Cell Medica: Research

Cytovir CMV

CMV~IMPACT Trial

Cytomegalovirus ~ ImmunoProphylactic Adoptive Cellular Therapy Study

Overview

The CMV~IMPACT trial is a phase III randomised study to investigate the use of adoptive cellular therapy (Cytovir CMV) in combination with conventional antiviral drug therapy for the treatment of CMV reactivation episodes in patients following allogeneic haematopoietic stem cell transplant from a seropositive sibling donor.

CMV~IMPACT is designed to meet a target of 95 patients (with a minimum of 70 required), where patients will be assigned to receive Cytovir CMV in combination with standard antiviral treatment and compared to those receiving standard antiviral treatment alone.

The Principal Investigator for this study is Dr Karl Peggs, Senior Lecturer and Consultant in Stem Cell Transplantation and Immunotherapy at UCL Cancer Institute.

The study is due for completion by mid 2013.

View CMV~IMPACT on ClinicalTrials.gov

The study is funded through a Translation Award by the Wellcome Trust.

Centres

The study is recruiting at 14 centres across the UK.

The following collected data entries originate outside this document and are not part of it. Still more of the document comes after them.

PR #2674, opened 2018-02-16
Add correct `supports platform` to resources.

miah:
The PR updates all the resources to specify their supported platforms.

Fixes https://github.com/chef/inspec/issues/2661

### DIFF
--- a/lib/resources/aide_conf.rb
+++ b/lib/resources/aide_conf.rb
@@ -1,11 +1,11 @@
 # encoding: utf-8
-# author: Jen Burns, burnsjennifere@gmail.com
 
 require 'utils/filter'
 require 'utils/parser'
 module Inspec::Resources
   class AideConf < Inspec.resource(1)
     name 'aide_conf'
+    supports platform: 'unix'
     desc 'Use the aide_conf InSpec audit resource to test the rules established for
       the file integrity tool AIDE. Controlled by the aide.conf file typically at /etc/aide.conf.'
     example "
--- a/lib/resources/apache_conf.rb
+++ b/lib/resources/apache_conf.rb
@@ -7,9 +7,8 @@ require 'utils/find_files'
 module Inspec::Resources
   class ApacheConf < Inspec.resource(1)
     name 'apache_conf'
-    supports platform: 'unix'
-    supports os_family: 'linux'
-    supports os_family: 'debian'
+    supports platform: 'linux'
+    supports platform: 'debian'
     desc 'Use the apache_conf InSpec audit resource to test the configuration settings for Apache. This file is typically located under /etc/apache2 on the Debian and Ubuntu platforms and under /etc/httpd on the Fedora, CentOS, Red Hat Enterprise Linux, and Arch Linux platforms. The configuration settings may vary significantly from platform to platform.'
     example "
       describe apache_conf do
--- a/lib/resources/apache_conf.rb
+++ b/lib/resources/apache_conf.rb
@@ -1,7 +1,5 @@
 # encoding: utf-8
 # copyright: 2015, Vulcano Security GmbH
-# author: Dominik Richter
-# author: Christoph Hartmann
 
 require 'utils/simpleconfig'
 require 'utils/find_files'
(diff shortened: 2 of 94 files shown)


lib/resources/apache_conf.rb
```diff
@@ -1,14 +1,13 @@
...
-# author: Dominik Richter
-# author: Christoph Hartmann
 
 require 'utils/simpleconfig'
 require 'utils/find_files'
 
 module Inspec::Resources
   class ApacheConf < Inspec.resource(1)
     name 'apache_conf'
+    supports platform: 'unix'
```
jquick: Since we already have os_family here defined lets update it to be:
```
supports platform: 'linux'
supports platform: 'debian'
```
instead of unix, and remove the os_family's

lib/resources/filesystem.rb
```diff
@@ -1,6 +1,7 @@
 module Inspec::Resources
   class FileSystemResource < Inspec.resource(1)
     name 'filesystem'
+    supports platform: 'unix'
```
jquick: same here change this to linux and remove the os_family one

jquick (changes requested):
Thanks @miah , This is looking really nice!

lib/resources/apache_conf.rb
miah: alright

lib/resources/filesystem.rb
miah: got it

jquick (approved):
I think this is a solid platform to start with supports. We can move more restricted later but this will keep them from erroring when used with api's.

lib/resources/csv.rb
```diff
@@ -1,13 +1,13 @@
...
-# author: Christoph Hartmann
-# author: Dominik Richter
 
 # Parses a csv document
 # This implementation was inspired by a blog post
 # @see http://technicalpickles.com/posts/parsing-csv-with-ruby
 module Inspec::Resources
   class CsvConfig < JsonConfig
     name 'csv'
+    supports platform: 'unix'
```
chris-rock, line 9: We need to be careful, since unix and windows is not covering all operating systems. Even we have esx and cisco not being part of unix right now. While thinking about it, we may should fix that in our train config...

lib/resources/iptables.rb
```diff
@@ -24,6 +22,7 @@
 module Inspec::Resources
   class IpTables < Inspec.resource(1)
     name 'iptables'
+    supports platform: 'unix'
```
chris-rock: This would need to be linux

lib/resources/aide_conf.rb
```diff
@@ -1,11 +1,11 @@
 # encoding: utf-8
-# author: Jen Burns, burnsjennifere@gmail.com
```
chris-rock, line 2: Have we agreed somewhere that we remove the author headers?

chris-rock (commented):
I think it is okay to add supports for `unix` + `windows` for now, but we need to follow up and add the real support to the resource and remove the checks from initialize.

lib/resources/aide_conf.rb
jquick: Yes, github accurately keeps history of authors. This is not the main focus of this PR but is being included for now.

chris-rock: Lets try to keep a PR focused on one thin in the future

miah: No problem, our Team Working Agreement states that we should remove these when the file is touched so thats what I did.

lib/resources/iptables.rb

  • Addenbrookes Hosp., Cambridge
  • The Beatson West of Scotland Cancer Centre, Glasgow
  • Birmingham Heartlands Hosp.
  • Bristol Children’s Hosp.
  • The Christie, Manchester
  • King’s College Hosp., London
  • Manchester Royal Infirmary
  • Nottingham University Hosp.
  • Queen Elizabeth Hosp., Birmingham
  • The Royal Free Hosp., London
  • The Royal Hosp. Liverpool
  • Southampton General Hosp.
  • St James’s University Hosp., Leeds
  • University College London Hosp.

More detail

Direct selection techniques are used whereby CMV-specific T cells are isolated from a CMV seropositive sibling donor sample and infused into a CMV seropositive recipient, in order to prevent CMV infection during the immuno-compromised period post transplant.

Eligible patients are pre-conditioned with Campath as part of their allo-HSCT procedure. The primary endpoints of the study investigate the number of patients experiencing a recurrent episode of CMV reactivation after primary reactivation.

Patients recruited to the study undergo transplant and are followed up according to standard practice. The original stem cell sibling donor then attends for a second study-dedicated specific apheresis, from which CMV-specific T cell selection is carried out to produce the CMV product, Cytovir CMV. Cytovir CMV is administered on a prophylactic basis at day 27 post transplant, after which patients are followed up according to standard practice.

The primary objective for the study is the number of patients experiencing a recurrent episode of CMV reactivation after primary reactivation.

Further endpoints include: incidence and severity of GVHD; duration of antiviral drug therapy (total days) and of viraemia (total days); incidence of CMV disease; laboratory evidence of reconstitution and persistence of CMV-specific immunity.